Discovering Gavialis gangeticus selenoproteins




Selenoprotein synthesis

Gavialis gangeticus

Reference genome



Selenium is an essential nutrient for microorganisms, animals and other eukaryotic organisms. However, it also has a high toxicity in its free form. Therefore, both excess and defficiency of selenium will cause pathology.

Selenium defficiency results in Keshan's disease which produces myocardium necrosis and heart weakening. Currently, new studies show that there may be an association between selenium consumption in our diet and prostate cancer prevention proving once again the importance of this nutrient.

An excess will be toxic because it will surpass the organism's capacity of selenium chelation and, as said before, its free form has high toxicity.
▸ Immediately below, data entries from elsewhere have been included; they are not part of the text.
PR #774, opened 2019-06-10
Adding suggestion from 228

### LINKED ISSUE #228: Add some actionable advice to "Large scale (text) > Note 1" in the glossary

alastc:
Originally from https://github.com/patrickhlauke/wcag/commit/c15ab1771b8bc61e5cef5bfea1e1e26ad6cf43bd

Michael, I assume this HTML file is what's used for the defintitions?

Closes #228

### DIFF
--- a/guidelines/terms/20/large-scale.html
+++ b/guidelines/terms/20/large-scale.html
@@ -8,7 +8,7 @@
    
    <p class="note">Fonts with extraordinarily thin strokes or unusual features and characteristics that
       reduce the familiarity of their letter forms are harder to read, especially at lower
-      contrast levels.
+      contrast levels. Authors may choose to exceed the recommended point sizes / relative size differences from the base font size in order to compensate for this.
    </p>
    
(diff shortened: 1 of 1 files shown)


patrickhlauke:
(added the "Closes..." bit in the description, which then autocloses the issue when this gets merged)

alastc:
Ah, didn't know that. @awkawk did you? If not, that will make surveys & calls easier! :-)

As such, we will find selenium in selenocysteines, an aminoacid that is represented by Sec and U. 1


Selenocysteine is not part of the 20 main aminoacids but is considered as the 21st aminoacid. Structurally, selenocysteine is the same as a cysteine but there is a selenium atom in place of sulphur atoms in the cysteine. The proteins in which we find selenocysteines are the selenoproteins. Due to the similarity described, we can find homologues where a selenocysteine has been substituted by a cysteine during evolution, these are cysteine homologues.2 3


As mentioned before, selenoproteins have selenocysteines in their sequence. They are redox enzymes and some studies show that they could have antioxidant, antitumoral and immunologic capacity related to selenium chelation. 4

It is possible to find selenoproteins in 3 domains: bacteria, archaea and most eukaryotes, but not in plants. We can find a lot of diversity in organisms with selenoproteins. For example, orthologues may contain cysteine instead of selenocysteine (cysteine homologues), there are some species which do not present selenoproteins, they can be different and found in different number among different species.5

Selenoprotein synthesis

Generally, selenoprotein synthesis is similar to other protein synthesis. The difference is that they include an additional aminoacid. We will explain this aminoacid synthesis and its incorporation into the protein during translation explanation.

In order to synthesize selenocysteine we can only use selenium in its selenophosphate form because it is the only one we can incorporate. We can obtain it from the dietary selenium thanks to Selenophosphate Synthetase (SPS2).

The responsible structure for introducing selenocysteine into the protein sequence is selenocysteinil-tRNA. The synthesis of selenocysteinil-tRNA is as follows:

The enzyme Seryl-tRNA synthetase binds serine to the tRNA which will be the precursor for selenocysteine. Then, phosphoseryl-tRNA kinasa (Pstk) will phosphorilate the serine in tRNA and, finally, selenocysteine synthase (SLA/LP) incorporates the selenophosphate to the aminoacid. Eventually, this form will lead to the formation of selenocysteinil-tRNA.6

Once we have synthesized selenocysteinil-tRNA we have to incorporate it in the protein during its translation.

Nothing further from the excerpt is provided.